Düzce University Hospital
Düzce, Centre, Turkey (Türkiye)
Burnout
Burnout Scale - Short Version: The scale was developed by Maslach and Pines (2005) to assess individuals' levels of burnout and was adapted into Turkish by Tümkaya et al. (2009), who conducted validity and reliability analyses. The Short Version of the Burnout Scale is a unidimensional instrument consisting of 10 items rated on a seven-point Likert scale (1 = never, 2 = almost never, 3 = rarely, 4 = sometimes, 5 = often, 6 = very often, 7 = always). Higher scores obtained from the scale indicate higher levels of burnout. In the Turkish adaptation study conducted by Tümkaya et al. (2009), the Cronbach's alpha coefficient was reported as 0.91 (Tümkaya, Sabahattin, \& Çavuşoğlu, 2009).
Time frame: 12 weeks
Clinical decision-making
Nursing Anxiety and Self-Confidence with Clinical Decision Making (NASC-CDM©) Scale: The NASC-CDM© was developed by White and adapted into Turkish by Bektaş et al.

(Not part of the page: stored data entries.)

PR #1412, opened 2025-11-07
feat: validate attestation before submission

### LINKED ISSUE #1357: Validate attestation before submitting it to the MPC contract.
### Background

Currently our nodes does not log any detailed informations on transaction failures. Therefore, it is very painful to debug when something goes wrong. One risky operation is the submission of remote attestations. This transaction will fail if the attestation isn't valid, which becomes very tricky to debug if you don't have more information.

Therefore, the node should validate the attestation before submitting it. This way, if the attestation is invalid we'll be able to log more detailed information in the node directly to help any operator fix the problem.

The 27-item, six-point Likert scale assesses self-confidence and anxiety separately in clinical decision-making. Both subscales include three dimensions: (1) using resources and listening fully to obtain information, (2) using available information to identify the problem, and (3) knowing and taking action. Higher scores on the self-confidence subscale indicate greater clinical decision-making confidence, whereas lower scores on the anxiety subscale indicate lower anxiety. Scores for each subscale range from 27 to 162. In the Turkish study, Cronbach's alpha was 0.97 (self-confidence) and 0.96 (anxiety). In the present study, alpha coefficients were 0.98 and 0.94, respectively.